# Specialty messenger bag for laptop, iPad, Kindle and iPhone



## MichaelBluth (Jun 23, 2011)

Some of the people I work with travel very frequently, and the other week they were talking about they often carry a laptop, a Kindle, a smartphone and an iPad and how its a pain. It gave me an idea to make a laptop bag that would have pockets sized to fit all of your electronic items and the cords and accessories. I did some looking around online and didn't find any products that claimed they were specifically for this purpose, although obviously there are a lot of bags out there that would work.

So my question is, would creating a specialty bag targeted at frequent business travelers who carry a lot of consumer electronics fill a niche that isn't really being served right now? Or is it a really dumb idea?

If I did this I would create a higher end bag, probably in the $150-$300 range. I know someone who owns a large shop that I have worked with in the past that can easily manufacture this. I've already talked to him and he's interested in the project. So I'm not worried about production issues.

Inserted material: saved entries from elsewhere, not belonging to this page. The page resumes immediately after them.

Issue #21084, opened 2019-06-24
Derive Rancher supported Kubernetes Version for a clustertemplate


prachidamle:
While creating a ClusterTemplate, template creator has a choice to

---- option a) Template creator can set exact K8sversion as value to this field. This will lock the k8sversion for this template revision. Values could be (1.14.3, 1.15.x)

---- option b) Template creator can turn this into a Question on the templaterevision (with a k8s range set using min/max). 

In both cases, we need backend processing to derive the Rancher supported Kubernetes version while creating a cluster from this template.

prachidamle:
For:
 option b) Template creator can turn this into a Question on the templaterevision (with a k8s range set using min/max).

We will be supporting setting the KubernetesVersion into a Question. But setting a min/max range will not be supported right now.

sangeethah:
Tested with rancher server version built from master - `f9aa0fe1`
We are now allowed to create clusterTemplateRevisions with versions in the following format - 
`{"rancherKubernetesEngineConfig": {"kubernetesVersion": "1.14.x"}}`
`{"rancherKubernetesEngineConfig": {"kubernetesVersion": "1.14.3"}}`

In both the cases we have cluster getting created with the `kubernetesVersion` set to correct image -`v1.14.3-rancher1-1`.

Related issue when creating clusters with invalid kubernetesVersion format - https://github.com/rancher/rancher/issues/21328
https://github.com/rancher/rancher/issues/21328

When having `kubernetesVersion` set to format like `1.15.x` , there could be a potential issue of cluster's k8s version getting upgraded when any update it attempted on the cluster.

Consider this scenario where a cluster was created with template revision that has following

Obviously I would do a lot of serious research before actually going forward with this, but first I'm interested in seeing what the forum thinks.


----------



## lpking (Feb 12, 2011)

I'd buy that, and I'd buy one for my significant other, too.

Has to be sturdy, though.

I'd suggest adjusting velcroes inside the flap for the laptop, and perhaps the one for the ereader, too. These things are often different sizes, and having a way to nestle the device into a pocket that's been made a little larger than the device would be great.


----------



## MichaelBluth (Jun 23, 2011)

Its been a year since I posted but I finally got a prototype built. I'm interested in getting feedback from the forum.

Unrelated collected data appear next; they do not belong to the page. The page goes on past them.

Issue #21300, opened 2019-07-03
Turn Linode on as default driver


deniseschannon:
Things to check:
* airgapped setups - we will not support linode working for airgapped setups
  - what shows up in the UI when airgapped?
  - will the icon appear? should we move the icon directly into rancher (probably will solve https://github.com/rancher/rancher/issues/20524)?
  - what happens in the logs? will it continually try to get the data?

kinarashah:
@alena1108 @deniseschannon 

For airgapped setups - 
- UI shows icon on cluster page only when driver is active, so nothing would show up because driver would be stuck in `downloading` state 

- Icon would show up only if they've set up mirror, currently it is in linode's repo. I'm not sure of the root cause of the above mentioned issue, but we should move it to rancher since we're officially turning it ON by default? 

- yes, it'll continuously try to fetch the url to download binary. they can just deactivate the driver in that case, is that good enough workaround if we document it?

alena1108:
As a part of the fix, we have to make sure that it doesn't break airgap and dev local setup. In airgap setup @vincent99 suggested including the driver to the rancher image, similar to how we do Packet.

kinarashah:
@alena1108 

The UI code for Linode doesn't follow the same logic as other builtin drivers. It needs to go through the `/meta/proxy` link, this has two benefits: 
- The whitelisted domains mentioned for the driver get respected 
- We can make use of cloud credentials support instead of actual passing of secret data from ui to linode api. 
https://github.com/rancher/ui/blob/master/lib/global-admin/addon/components/cru-cloud-credential/component.js#L188

alena1108:
@kinarashah missing UI functionality will be tracked in https://github.com/rancher/rancher/issues/21838

alena1108:
The scope of this issue is limited to:

* Making Linode driver enabled in UI by default.
* In airgapped setups, make data to be pulled from cache, with no error is presented in the UI/Rancher server logs

Those should be the steps to validate for qa in order to close the issue. For all other issues found along the way, new bugs have to be opened.

jiaqiluo:
> The scope of this issue is limited to:
> - Making Linode driver enabled in UI by default.
> - In airgapped setups, make data to be pulled from cache, with no error is presented in the UI/Rancher server logs

The first part is validated in Rancher:master-head 51769836 
[...]

PR #21602, opened 2019-07-17
mark linode active by default

kinarashah:
https://github.com/rancher/rancher/issues/21300


pkg/api/customization/node/node_driver.go
```diff
@@ -43,6 +43,17 @@ func (h *DriverHandlers) ActionHandler(actionName string, action *types.Action,
 	case "deactivate":
 		m.Spec.Active = false
 		v3.NodeDriverConditionInactive.Unknown(m)
+		var newConditions []v3.Condition
```
alena1108: @kinarashah can we put a comment in the code explaining why we remove these conditions on deactivate

alena1108:
LGTM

I did add velcro to the inside of the pocket flaps and made the pockets a little oversize


----------



## Ann in Arlington (Oct 27, 2008)

Looks nice. . .not sure about the zippers inside. . . seems like they could hit the screen depending on what you put in the larger pocket.

For me, though, I'm not interested in anything nearly that big.  What I could probably use, though, is a lightweight Kindle case that has an outside pocket just big enough for my DROID Razr, and then another pocket just big enough for my ID's and credit cards.  Kind of a Kindle 'wallet'.   I have a friend who'd probably love something similar, though she has an iPhone.


----------



## Tam (Jan 7, 2010)

Not trying to knock all the work you have done, but it reminds me of a case I got from Amazon in Feb for $19.98-

http://www.amazon.com/gp/product/B00564Z9UQ/ref=oh_details_o00_s00_i00
which is currently unavailable. It holds any combination of my Motorola Xoom, my Kindle Keyboard, my Kindle Fire, notebooks, cell phone, paperback book, charging cords, etc. - whatever I want to take along. I like it because it is so much smaller than a laptop case and it has great padding. But the main compartment does not have any dividers, so the tablets all sit next to each other. That has not been a problem since I have them all in cases, and there is a velcro strap to hold them securely in place. The front pocket is big enough for either of the kindles also and it is nicely padded too. A little division/organization within the main compartment would be a nice extra feature, but not really essential.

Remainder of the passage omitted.